[Stored items]
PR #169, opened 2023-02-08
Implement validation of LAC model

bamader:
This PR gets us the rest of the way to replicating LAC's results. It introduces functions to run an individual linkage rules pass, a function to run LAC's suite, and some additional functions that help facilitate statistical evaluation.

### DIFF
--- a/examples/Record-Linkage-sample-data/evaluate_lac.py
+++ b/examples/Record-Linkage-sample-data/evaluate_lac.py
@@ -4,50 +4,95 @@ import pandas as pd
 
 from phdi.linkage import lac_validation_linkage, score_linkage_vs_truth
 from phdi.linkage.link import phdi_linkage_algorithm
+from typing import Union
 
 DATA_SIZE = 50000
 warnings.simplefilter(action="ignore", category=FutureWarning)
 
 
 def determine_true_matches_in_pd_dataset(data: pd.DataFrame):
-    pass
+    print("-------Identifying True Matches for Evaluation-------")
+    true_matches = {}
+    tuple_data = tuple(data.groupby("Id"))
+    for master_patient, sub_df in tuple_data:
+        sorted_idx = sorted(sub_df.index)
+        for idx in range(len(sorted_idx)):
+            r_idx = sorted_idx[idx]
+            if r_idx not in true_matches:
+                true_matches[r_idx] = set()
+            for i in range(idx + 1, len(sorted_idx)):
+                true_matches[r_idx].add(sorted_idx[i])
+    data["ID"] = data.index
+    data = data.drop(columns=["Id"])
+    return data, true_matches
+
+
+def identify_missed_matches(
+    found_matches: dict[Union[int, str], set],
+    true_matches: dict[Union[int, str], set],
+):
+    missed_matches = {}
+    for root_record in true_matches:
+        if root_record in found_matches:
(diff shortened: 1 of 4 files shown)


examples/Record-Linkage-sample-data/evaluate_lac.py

**What needs to be done**
Going back to the entries above, set down exactly the lines that begin at the one with "from phdi.linkage.link import" and end at the one with "if r_idx not", both included, and nothing else.

**Result below**
 from phdi.linkage.link import phdi_linkage_algorithm
+from typing import Union
 
 DATA_SIZE = 50000
 warnings.simplefilter(action="ignore", category=FutureWarning)
 
 
 def determine_true_matches_in_pd_dataset(data: pd.DataFrame):
-    pass
+    print("-------Identifying True Matches for Evaluation-------")
+    true_matches = {}
+    tuple_data = tuple(data.groupby("Id"))
+    for master_patient, sub_df in tuple_data:
+        sorted_idx = sorted(sub_df.index)
+        for idx in range(len(sorted_idx)):
+            r_idx = sorted_idx[idx]
+            if r_idx not in true_matches:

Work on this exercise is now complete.